Gel extraction is a method used to isolate a specific fragment of interest from an entire DNA through agarose gel electrophoresis. This method separates DNS fragments ranging from 50 base pair to millions using a variety of specialized apparatus. Gel extraction is a common process of genetic engineering or genetic modification. Bacteria and mice are two basic examples of genetically engineered organisms.
The agarose is only one of the three types (the other two are polyacrylamide and starch) of gels used for gel extraction because of its flexibility to separate large or tiny fragments of DNA. Once the extraction is done, scientists may mix, precipitate, or enzymitcially ligate the fragments of interest depending on the purpose of gel extraction.
How Gel Extraction is Done
There are four basic methods that scientists follow when performing agarose gel extraction.
- Identify the fragments of interest from the entire DNA structure
- Isolate the corresponding bonds
- Isolate DNA from those bands
- Remove the accompanying salts and stain from the fragments of interest
The procedure begins by illuminating the ethidium bromide- stained DNA using a UV-light with extra care to avoid exposing the sample from mutagenic radiation. Once the desired band is identified, the scientists would physically remove the gel using a razor blade. Some scientists use SYBR Safe DNA gel stain and blue-light illumination as an alternative method to avoid damages to the DNA.
Three Representative Methods of Agarose Gel Extraction
Spin Column Extraction
This method is also known as nucleic acid purification columns, a solid phase extraction method used to purify nucleic acids. Spin column extraction uses gel extraction kits that are worth $1-$2 per sample. The process begins by adding the sample to the column with the presence of chaotropic agents (i.e.sodium iodide or sodium perchlorate). Depending on the pH level and the salt content of the buffer, DNA binds to the silica, which is a solid phase, while the other molecules remain in the buffer solution. The DNA is then collected from the end of the channel walls through purification, which can be done by washing with water.
This method is also known as Visking tubing which is most preferable for semi-permeable membrane. During the process, scientists place the gel in a dialysis tube to separate molecules from the solution. Hence, the dialysis tube must be permeable only to fluids but not to materials that have the same size as DNA molecules. When soaked in a TE buffer, the DNA will not pass through the membrane. Scientists then remove the DNA from the gel by applying an electric field similar to gel electrophresis. Once done, scientists remove the solution, leaving the DNA on the tube.

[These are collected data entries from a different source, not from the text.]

PR #886, opened 2026-05-28
[codex] Add sentinel readiness status

deanbaker:
🤖

## Context
We want to support an automated sentinel-drop pipeline that runs once a day during low-traffic windows. That pipeline should only drop `_spirit_sentinel` when Spirit is actually ready to proceed to cutover.

For multi-day migrations, the sentinel table can exist for a long time while copy/checksum work is still in progress. With the current table-existence-only signal, automation cannot distinguish "sentinel exists because cutover is deferred and ready" from "sentinel exists because the migration is still copying/checksumming." Dropping it too early can remove the operator safety gate before Spirit has reached the cutover wait point.

## Summary
- Add a `status` column to Spirit-created sentinel tables.
- Initialize sentinel rows as `status = 'copying'`.
- Mark sentinel rows as `status = 'ready'` only when Spirit reaches the sentinel wait point before cutover.
- Keep legacy/manual sentinel tables compatible: if the sentinel exists without a `status` column, Spirit still waits for it to be dropped.
- Treat a sentinel dropped during the ready-status update race as a normal release, not a migration failure.
- Document the readiness signal for both `migrate` and `move`.

## Operator Impact
Automation can now query the sentinel row and only drop the table when it sees `ready`, making daily low-traffic cutover windows safe for migrations that run across multiple days.

## Validation
- `go test ./pkg/migration ./pkg/move -run '^$'`


morgo:
We've changed the design of defer-cutover so that it blocks after the checksum has already run. This means that when its ready, it cuts over immediately.

W.r.t. detecting if its ready, I would like to address this through the status/Progress API: https://github.com/block/spirit/issues/844

We support using the API and invoking spirit through golang as a first-class feature. I'd rather support/lean into this than have external code read the artifacts it creates, since if we change the file formats it can break external scripts in ways that are difficult to predict. We want to retain the flexibility to be able to change these artifacts as well.

With that, I'm going to close this for now, but please provide feedback on the status/Progress API improvements. We'd be happy to include your use cases.

PR #192, opened 2019-04-01
Fix reference error in PostgresEventStore for MetadataMatcher with IN Operations

fjogeleit:
Fix reference error in PostgresEventStore for MetadataMatcher with IN Operations.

This is also known as the paper slip method, wherein scientists used Parafilm wax paper to extract DNA from the gel. The process involves placing the agarose fragments inside the folded pocket of Parafilm paper. The agarose is then compressed to the corner of the pocket allowing the gel to partially liquefy. Once done, scientists pipette the droplets onto a small tube, leaving the DNA fragment inside. To purify the DNA fragment, scientists usually use butanol extraction or phenol/chloroform extraction.